Surgery with the goal of removing the primary tumor and achieving negative tumor margins is the primary therapeutic approach for minimizing risk of recurrence and increasing survival of patients with early-stage breast cancer. Chemotherapy before surgery, or neoadjuvant chemotherapy, helps convert large, unresectable tumors to resectable tumors [2, 3]. In addition, neoadjuvant therapies can shrink operable tumors, allowing breast-conserving surgery to be performed instead of mastectomy [2, 3]. Regional disease may also be decreased with the use of sentinel lymph node biopsy, potentially reducing the need for axillary lymph node dissection [4].

In addition to treatment benefits, neoadjuvant studies provide valuable tissue samples for biomarker evaluation. Because loco-regional responses to neoadjuvant therapies correlate with long-term outcomes, neoadjuvant therapies also offer unique opportunities for early prediction of responses and individualization of treatment.

Using pathologic complete response (pCR) and residual cancer burden (RCB) as endpoints in neoadjuvant studies

The US Food and Drug Administration (FDA) supports pCR as an endpoint for evaluating new neoadjuvant agents for high-risk, early-stage breast cancer [5, 6]. pCR is defined by the FDA as the “absence of residual invasive cancer in the complete resected breast specimen and all sampled regional lymph nodes following completion of neoadjuvant systemic therapy (i.e., ypT0/Tis ypN0 in the current AJCC staging system)” or “absence of the residual invasive and in situ cancers in the complete resected breast specimen and all sampled regional lymph nodes following completion of neoadjuvant systemic therapy (i.e., ypT0ypN0)” [6]. In a large FDA-led meta-analysis, pCR defined as ypT0/isypN0 or ypT0ypN0 was more closely associated with improved survival compared with ypT0/is (defined as absence of invasive cancer in the breast irrespective of ductal carcinoma in situ or nodal involvement) [3, 5]. It is important to note that, according to the FDA, “high risk” specifically refers to “patients with early-stage breast cancer who have a high risk of distant disease recurrence and death despite use of optimal modern local and systemic adjuvant therapy” [6]. Inclusion of patients with low-grade, hormone receptor (HR)-positive tumors in neoadjuvant breast cancer trials using pCR as an endpoint is not recommended by the FDA; these patients generally have better long-term outcomes compared with patients with high-risk disease.

RCB also measures response to neoadjuvant agents [7]. RCB was initially devised to address the oversimplified dichotomized pCR data and is derived from the dimensions of the primary tumor, cellularity of the tumor bed, and axillary node burden.
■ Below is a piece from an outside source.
Issue #1369, opened 2026-02-27
ScrollState after updating candlestick graph


antonis-bc:
### Example

I have a candlestick graph initialised with a scrollState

Although RCB is not routinely assessed in clinical trials, this measurement was used in some of the studies reviewed here.

Chemotherapy in the neoadjuvant setting

Neoadjuvant versus adjuvant treatment with doxorubicin and cyclophosphamide (AC) was first compared in operable breast cancer in NSABP B-18 [8]. No significant differences in overall survival (OS; 55 % for both groups; P = 0.90) or disease-free survival (DFS; 42 vs 39 %; P = 0.27) were found after 16 years of follow-up. However, neoadjuvant AC reduced node-positive disease, with a significantly increased percentage of negative axillary nodes (58 vs 42 %; P < 0.0001) and increased frequency of breast-conserving surgery (68 vs 60 %; P = 0.001) [8]. EORTC trial 10902 also found no differences in 10-year OS (64 vs 66 %; hazard ratio [HR] = 1.09; 95 % CI 0.83–1.42; P = 0.54) or DFS (48 vs 50 %; HR = 1.12; 95 % CI 0.90–1.39; P = 0.30) after preoperative vs postoperative chemotherapy (fluorouracil, epirubicin, and cyclophosphamide [FEC]) [9]. However, as reported by the phase III European Cooperative Trial in Operable Breast Cancer (ECTO), neoadjuvant vs adjuvant paclitaxelplus doxorubicin, followed by cyclophosphamide, methotrexate, and fluorouracil (AT → CMF) significantly increased the incidence of lumpectomy (63 vs 34 %; P < 0.001) despite no change in OS (HR = 1.10; P = 0.60) [10].

pCR was significantly correlated with DFS in the NSABP B-18 trial (HR = 0.47; P < 0.0001) or OS (HR = 0.32; P < 0.0001) [8], suggesting that pCR after neoadjuvant treatment may predict favorable long-term outcome. A meta-analysis conducted by the Collaborative Trials in Neoadjuvant Breast Cancer (CTNeoBC), which included approximately 12,000 patients in 12 randomized trials, confirmed better long-term outcomes in patients who achieved pCR (HR = 0.36; 95 % CI 0.31–0.42) [3]. In addition, the TECHNO trial of neoadjuvant trastuzumab plus chemotherapy for human epidermal growth factor receptor 2 (HER2)-positive (+) breast cancer showed a correlation between pCR and improved DFS (HR = 2.5; 95 % CI 1.2–5.1; P = 0.013) [11].

Role of neoadjuvant paclitaxel in breast cancer

Multiple clinical trials support paclitaxel in the neoadjuvant treatment of breast cancer. ECTO established an in-breast pCR of 23 % and breast-plus-node pCR of 20 % after neoadjuvant AT followed by CMF [12]. The NOAH trial showed similar results, with an in-breast pCR of 17 % and breast-plus-node pCR of 16 % in HER2-negative patients treated with neoadjuvant AT followed by paclitaxel and CMF [13]. In patients with HER2+positive disease treated with neoadjuvant chemotherapy plus neoadjuvant and adjuvant trastuzumab, pCR rates were 43 % in breast and 38 % in breast-plus axilla [13].

SWOG 0012 compared 21-day AC followed by paclitaxel versus weekly AC with granulocyte colony-stimulating factor (G-CSF) support followed by paclitaxel [14]. Although pCR was slightly higher after weekly AC plus paclitaxel (24.3 vs 20.7 %; P = 0.45), a significantly higher pCR was achieved in patients with stage IIIB disease who received weekly AC versus 21-day AC (25.8 vs 9.3 %; P = 0.0057). Subsequently, phase III Neo-tAnGo found that paclitaxel followed by anthracyclines significantly improved pCR compared with anthracyclines followed by paclitaxel (20 vs 15 %; P = 0.03) [15].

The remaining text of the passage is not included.